Ondracek blieb stur. Sie leugnete alles. Selbst ihr Verteidiger sah kurz vor dem Urteilsspruch keinen Sinn mehr in der Strategie seiner Mandantin und versuchte sich noch zu einem strafmildernden Geständnis zu bewegen. Doch vergeblich. Angela Ondracek wurde des Mordes schuldig gesprochen und lebenslangem schweren, durch hartes Lager vierteljährlich verschärften Kerker verurteilt.
"I bin unschuldig. I hab ka Schuld net", rief die Verurteilte weinend und wurde aus dem Gerichtssaal geführt. Ondracek verbrachte ihre Kerkerstrafe im Frauengefängnis Schwarzau bei Wiener Neustadt. Nach 15 Jahren wurde sie auf Bewährung entlassen und war sie als Dienstmädchen eines Rechtsanwaltes tätig. Pyhra besuchte sie nie wieder. Angela Ondracek starb 1988.

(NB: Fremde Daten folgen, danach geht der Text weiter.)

PR #5847, opened 2022-02-27
Enum: Add support for self-defined members

### LINKED ISSUE #5138: Support Enum with self defined members
### Current problem

False positive E1101 are reported for self defined member in Enums. 

Example:
- [Enum `Layout` w/ self defined members `col` & `row`](https://github.com/OldIMP/volksschule/blob/ba0dc09ad4590439d5ae8c3c7b7639b45869db70/r_quiz.py#L139)
- [Here](https://github.com/OldIMP/volksschule/blob/ba0dc09ad4590439d5ae8c3c7b7639b45869db70/r_quiz.py#L174) will then be reported falsely as E1101:
  > r_quiz.py:174:12: E1101: Instance of 'SIMPLE' has no '`row`' member (no-member)
  > r_quiz.py:174:12: E1101: Instance of 'SCHRIFTLICH' has no '`row`' member (no-member)
  > r_quiz.py:174:25: E1101: Instance of 'SIMPLE' has no '`col`' member (no-member)
  > r_quiz.py:174:25: E1101: Instance of 'SCHRIFTLICH' has no '`col`' member (no-member)

#### pylint --version
pylint 2.11.1
astroid 2.8.2
Python 3.9.7 | packaged by conda-forge | (default, Sep 29 2021, 19:15:42) [MSC v.1916 64 bit (AMD64)]

### Desired solution

According to [Python doc](https://docs.python.org/3/library/enum.html#planet), self defined members in Enums are allowed. Therefore no issues should be reported for the example above. 

### Additional context

_No response_

huwcbjones:
## Type of Changes

## Description
As per title, this PR adds an enhancement to the typechecker to find _simple_ self-defined members

This change **does not** support:
* conditionally defining members (it will assume all members are valid even if the validity is conditional)
* defining members via a function call in `__new__` or `__init__`

Closes #5138

### DIFF
--- a/ChangeLog
+++ b/ChangeLog
@@ -249,6 +249,10 @@ Release date: TBA
 
   Closes #5219
 
+* Fixed false positive ``no-member`` for Enums with self-defined members.
+
+  Closes #5138
+
 * Fix false negative for ``no-member`` when attempting to assign an instance
   attribute to itself without any prior assignment.
 
--- a/doc/whatsnew/2.14.rst
+++ b/doc/whatsnew/2.14.rst
@@ -260,6 +260,10 @@ Other Changes
 
   Closes #5219
 
+* Fixed false positive ``no-member`` for Enums with self-defined members.
+
+  Closes #5138
+
 * Fix false negative for ``no-member`` when attempting to assign an instance
   attribute to itself without any prior assignment.
 
--- a/pylint/checkers/typecheck.py
+++ b/pylint/checkers/typecheck.py
@@ -526,22 +526,22 @@ def _emit_no_member(
 
 
 def _get_all_attribute_assignments(
-    node: astroid.FunctionDef, name: str | None = None
+    node: nodes.FunctionDef, name: str | None = None
 ) -> set[str]:
     attributes: set[str] = set()
-    for child in node.nodes_of_class((astroid.Assign, astroid.AnnAssign)):
+    for child in node.nodes_of_class((nodes.Assign, nodes.AnnAssign)):
         targets = []
-        if isinstance(child, astroid.Assign):
+        if isinstance(child, nodes.Assign):
             targets = child.targets
-        elif isinstance(child, astroid.AnnAssign):
+        elif isinstance(child, nodes.AnnAssign):
             targets = [child.target]
         for assign_target in targets:
-            if isinstance(assign_target, astroid.Tuple):
+            if isinstance(assign_target, nodes.Tuple):
                 targets.extend(assign_target.elts)
                 continue
             if (
-                isinstance(assign_target, astroid.AssignAttr)
-                and isinstance(assign_target.expr, astroid.Name)
+                isinstance(assign_target, nodes.AssignAttr)
+                and isinstance(assign_target.expr, nodes.Name)
                 and (name is None or assign_target.expr.name == name)
             ):
                 attributes.add(assign_target.attrname)
@@ -556,16 +556,13 @@ def _enum_has_attribute(
             (b.parent for b in owner.bases if isinstance(b.parent, nodes.ClassDef)),
             None,
         )
-        if enum_def is None:
-            return False
+        assert enum_def is not None, "enum_def unexpectedly None"
     else:
         enum_def = owner
 
     # Find __new__ and __init__
     dunder_new = next((m for m in enum_def.methods() if m.name == "__new__"), None)
     dunder_init = next((m for m in enum_def.methods() if m.name == "__init__"), None)
-    if dunder_new is None and dunder_init is None:
-        return False
 
     enum_attributes: set[str] = set()
 
@@ -573,11 +570,7 @@ def _enum_has_attribute(
     if dunder_new:
         # Get the object returned in __new__
         returned_obj_name = next(
-            (
-                c.value
-                for c in dunder_new.get_children()
-                if isinstance(c, astroid.Return)
-            ),
+            (c.value for c in dunder_new.get_children() if isinstance(c, nodes.Return)),
             None,
         )
         if returned_obj_name is not None:
--- a/pylint/checkers/typecheck.py
+++ b/pylint/checkers/typecheck.py
@@ -525,6 +525,21 @@ def _emit_no_member(
     return True
 
 
+def _get_all_attribute_assignments(
+    node: astroid.FunctionDef, name: str | None = None
+) -> set[str]:
+    attributes = set()
+    for child in node.nodes_of_class(astroid.Assign):
+        for assign_target in child.targets:
+            if not isinstance(assign_target, astroid.AssignAttr):
+                continue
+            if not isinstance(assign_target.expr, astroid.Name):
+                continue
+            if name is None or assign_target.expr.name == name:
+                attributes.add(assign_target.attrname)
+    return attributes
+
+
 def _enum_has_attribute(
     owner: Union[astroid.Instance, nodes.ClassDef], node: nodes.Attribute
 ) -> bool:
@@ -533,31 +548,38 @@ def _enum_has_attribute(
     while not isinstance(enum_def, astroid.ClassDef):
         enum_def = enum_def.parent
 
-    # Find __new__
+    # Find __new__ and __init__
     dunder_new = next((m for m in enum_def.methods() if m.name == "__new__"), None)
-    if dunder_new is None:
-        return False
-
-    # Get the returned object
-    returned_obj_name = next(
-        (c.value for c in dunder_new.get_children() if isinstance(c, astroid.Return)),
-        None,
-    )
-    if returned_obj_name is None:
+    dunder_init = next((m for m in enum_def.methods() if m.name == "__init__"), None)
+    if dunder_new is None and dunder_init is None:
         return False
 
     enum_attributes = set()
-    # Iterate over children and find Enum attr assignments
-    for child in dunder_new.get_children():
-        if not isinstance(child, astroid.Assign):
-            continue
-        for assign_target in child.targets:
-            if not isinstance(assign_target, astroid.AssignAttr):
-                continue
-            if not isinstance(assign_target.expr, astroid.Name):
-                continue
-            if assign_target.expr.name == returned_obj_name.name:
-                enum_attributes.add(assign_target.attrname)
+
+    # Find attributes defined in __new__
+    if dunder_new:
+        # Get the object returned in __new__
+        returned_obj_name = next(
+            (
+                c.value
+                for c in dunder_new.get_children()
+                if isinstance(c, astroid.Return)
+            ),
+            None,
+        )
+        if returned_obj_name is not None:
+            # Find all attribute assignments to the returned object
+            enum_attributes |= _get_all_attribute_assignments(
+                dunder_new, returned_obj_name.name
+            )
+
+    # Find attributes defined in __init__
+    if dunder_init and dunder_init.body and dunder_init.args:
+        # Grab the name referring to `self` from the function def
+        enum_attributes |= _get_all_attribute_assignments(
+            dunder_init, dunder_init.args.arguments[0].name
+        )
+
     return node.attrname in enum_attributes
 
 
--- a/pylint/checkers/typecheck.py
+++ b/pylint/checkers/typecheck.py
@@ -451,6 +451,8 @@ def _emit_no_member(
                 return False
             if metaclass:
                 # Renamed in Python 3.10 to `EnumType`
+                if _enum_has_attribute(owner, node):
+                    return False
                 return metaclass.qname() in {"enum.EnumMeta", "enum.EnumType"}
             return False
         if not has_known_bases(owner):
@@ -521,6 +523,40 @@ def _emit_no_member(
         node_origin, parent = parent, parent.parent
 
     return True
+
+
+def _enum_has_attribute(owner, node) -> bool:
+    enum_def = owner
+    # Traverse the AST to find the Enum ClassDef
+    while not isinstance(enum_def, astroid.ClassDef):
+        enum_def = enum_def.parent
+
+    # Find __new__
+    dunder_new = next((m for m in enum_def.methods() if m.name == "__new__"), None)
+    if dunder_new is None:
+        return False
+
+    # Get the returned object
+    returned_obj_name = next(
+        (c.value for c in dunder_new.get_children() if isinstance(c, astroid.Return)),
+        None,
+    )
+    if returned_obj_name is None:
+        return False
+
+    enum_attributes = set()
+    # Iterate over children and find Enum attr assignments
+    for child in dunder_new.get_children():
+        if not isinstance(child, astroid.Assign):
+            continue
+        for assign_target in child.targets:
+            if not isinstance(assign_target, astroid.AssignAttr):
+                continue
+            if not isinstance(assign_target.expr, astroid.Name):
+                continue
+            if assign_target.expr.name == returned_obj_name.name:
+                enum_attributes.add(assign_target.attrname)
+    return node.attrname in enum_attributes
 
 
 def _determine_callable(
--- a/pylint/checkers/typecheck.py
+++ b/pylint/checkers/typecheck.py
@@ -528,7 +528,7 @@ def _emit_no_member(
 def _get_all_attribute_assignments(
     node: astroid.FunctionDef, name: str | None = None
 ) -> set[str]:
-    attributes = set()
+    attributes: set[str] = set()
     for child in node.nodes_of_class((astroid.Assign, astroid.AnnAssign)):
         targets = []
         if isinstance(child, astroid.Assign):
@@ -536,11 +536,14 @@ def _get_all_attribute_assignments(
         elif isinstance(child, astroid.AnnAssign):
             targets = [child.target]
         for assign_target in targets:
-            if not isinstance(assign_target, astroid.AssignAttr):
+            if isinstance(assign_target, astroid.Tuple):
+                targets.extend(assign_target.elts)
                 continue
-            if not isinstance(assign_target.expr, astroid.Name):
-                continue
-            if name is None or assign_target.expr.name == name:
+            if (
+                isinstance(assign_target, astroid.AssignAttr)
+                and isinstance(assign_target.expr, astroid.Name)
+                and (name is None or assign_target.expr.name == name)
+            ):
                 attributes.add(assign_target.attrname)
     return attributes
 
@@ -557,9 +560,6 @@ def _enum_has_attribute(
             return False
     else:
         enum_def = owner
-    # Traverse the AST to find the Enum ClassDef
-    while not isinstance(enum_def, astroid.ClassDef):
-        enum_def = enum_def.parent
 
     # Find __new__ and __init__
     dunder_new = next((m for m in enum_def.methods() if m.name == "__new__"), None)
@@ -567,7 +567,7 @@ def _enum_has_attribute(
     if dunder_new is None and dunder_init is None:
         return False
 
-    enum_attributes = set()
+    enum_attributes: set[str] = set()
 
     # Find attributes defined in __new__
     if dunder_new:
--- a/pylint/checkers/typecheck.py
+++ b/pylint/checkers/typecheck.py
@@ -543,7 +543,15 @@ def _get_all_attribute_assignments(
 def _enum_has_attribute(
     owner: Union[astroid.Instance, nodes.ClassDef], node: nodes.Attribute
 ) -> bool:
-    enum_def = owner
+    if isinstance(owner, astroid.Instance):
+        enum_def = next(
+            (b.parent for b in owner.bases if isinstance(b.parent, nodes.ClassDef)),
+            None,
+        )
+        if enum_def is None:
+            return False
+    else:
+        enum_def = owner
     # Traverse the AST to find the Enum ClassDef
     while not isinstance(enum_def, astroid.ClassDef):
         enum_def = enum_def.parent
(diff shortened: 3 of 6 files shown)


pylint/checkers/typecheck.py
```diff
@@ -507,6 +507,8 @@ def _emit_no_member(
                 return False
             if metaclass:
                 # Renamed in Python 3.10 to `EnumType`
+                if _enum_has_attribute(owner, node):
+                    return False
```
Pierre-Sassoulas, line 511:
```suggestion
                if _enum_has_attribute(owner, node):
                    return False
                # Renamed in Python 3.10 to `EnumType`
```
I think the comment we related to line 512.

tests/functional/e/enum_self_defined_member_5138.py
```diff
@@ -0,0 +1,22 @@
+# [missing-module-docstring]
```
Pierre-Sassoulas, line 1:
```suggestion
# pylint: disable=missing-docstring
```

tests/functional/e/enum_self_defined_member_5138.py
```diff
@@ -0,0 +1,22 @@
...
+from enum import IntEnum
+
+
+class Day(IntEnum):  # [missing-class-docstring]
```
Pierre-Sassoulas, line 5:
```suggestion
class Day(IntEnum):
```

tests/functional/e/enum_self_defined_member_5138.txt
```diff
@@ -0,0 +1,3 @@
+missing-module-docstring:1:0:None:None::Missing module docstring:HIGH
+missing-class-docstring:5:0:18:18:Day:Missing class docstring:HIGH
+no-member:22:6:22:20::Instance of 'FRIDAY' has no 'foo' member:INFERENCE
```
Pierre-Sassoulas, line 3:
```suggestion
no-member:22:6:22:20::Instance of 'FRIDAY' has no 'foo' member:INFERENCE
```

pylint/checkers/typecheck.py
```diff
@@ -579,6 +581,40 @@ def _emit_no_member(
     return True
 
 
+def _enum_has_attribute(owner, node) -> bool:
```
Pierre-Sassoulas, line 584:
```suggestion
def _enum_has_attribute(owner: Union[astroid.Instance, nodes.ClassDef], node: nodes.Attribute) -> bool:
```
As far as I know this seems to be the typing here.

pylint/checkers/typecheck.py
```diff
@@ -579,6 +581,40 @@ def _emit_no_member(
...
+        None,
+    )
+    if returned_obj_name is None:
+        return False
+
+    enum_attributes = set()
+    # Iterate over children and find Enum attr assignments
+    for child in dunder_new.get_children():
+        if not isinstance(child, astroid.Assign):
+            continue
```
Pierre-Sassoulas, line 607:
```suggestion
    for child in dunder_new.nodes_of_class(astroid.Assign):
```
Maybe something to consider ? This is not equivalent as it's also searching in children of children.

Pierre-Sassoulas (changes requested):
Thank you for opening the PR @huwcbjones. This looks great already. I think this is going to go in 2.14, we're trying to release 2.13.

pylint/checkers/typecheck.py
huwcbjones: Ta

pylint/checkers/typecheck.py
huwcbjones: Thanks, didn't know this method existed!
I think it _is_ better to check the children as it would catch members defined anywhere in the function def tree.
If someone were to define a method within `__init__` or `__new__` then the checker could do the wrong thing. However, my response would be "don't do that" as it's kinda nasty.

pylint/checkers/typecheck.py
```diff
@@ -51,6 +51,7 @@
 # Copyright (c) 2021 Andrew Haigh <nelfin@gmail.com>
 # Copyright (c) 2021 Jens H. Nielsen <Jens.Nielsen@microsoft.com>
 # Copyright (c) 2021 Ikraduya Edian <ikraduya@gmail.com>
+# Copyright (c) 2022 Huw Jones <huw@huwcbjones.co.uk>
```
Pierre-Sassoulas, line 54: Don't worry about that it's automated at release time :)

pylint/checkers/typecheck.py
```diff
@@ -579,6 +582,72 @@ def _emit_no_member(
     return True
 
 
+def _get_all_attribute_assignments(
+    node: astroid.FunctionDef, name: Optional[str] = None
+) -> Set[str]:
+    attributes = set()
+    for child in node.nodes_of_class(astroid.Assign):
```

Zur Sache: Strafrecht von 1852
Gerade in alten Prozessakten ist von Kerker statt Gefängnis und "Verschärfungen die Rede. Diese wurdem im Strafrecht von 1852 geregelt. Dieses galt in Österreich in Teilen bis in die 70er-Jahre. Damals war es üblich Kerkerstrafen mit "Fasttagen" zu verschärfen an denen der "der Sträfling
an einigen Tagen nur bei Wasser und Brot gehalten werde", so der Wortlaut. Ebenfalls möglich war das "Harte Lager". Dieses "besteht in der Beschränkung des Sträflings auf bloße Bretter." Auch Dunkel- und Einzelhaft sowie Schläge mit Ruten oder Stöcken waren als Strafverschärfung möglich.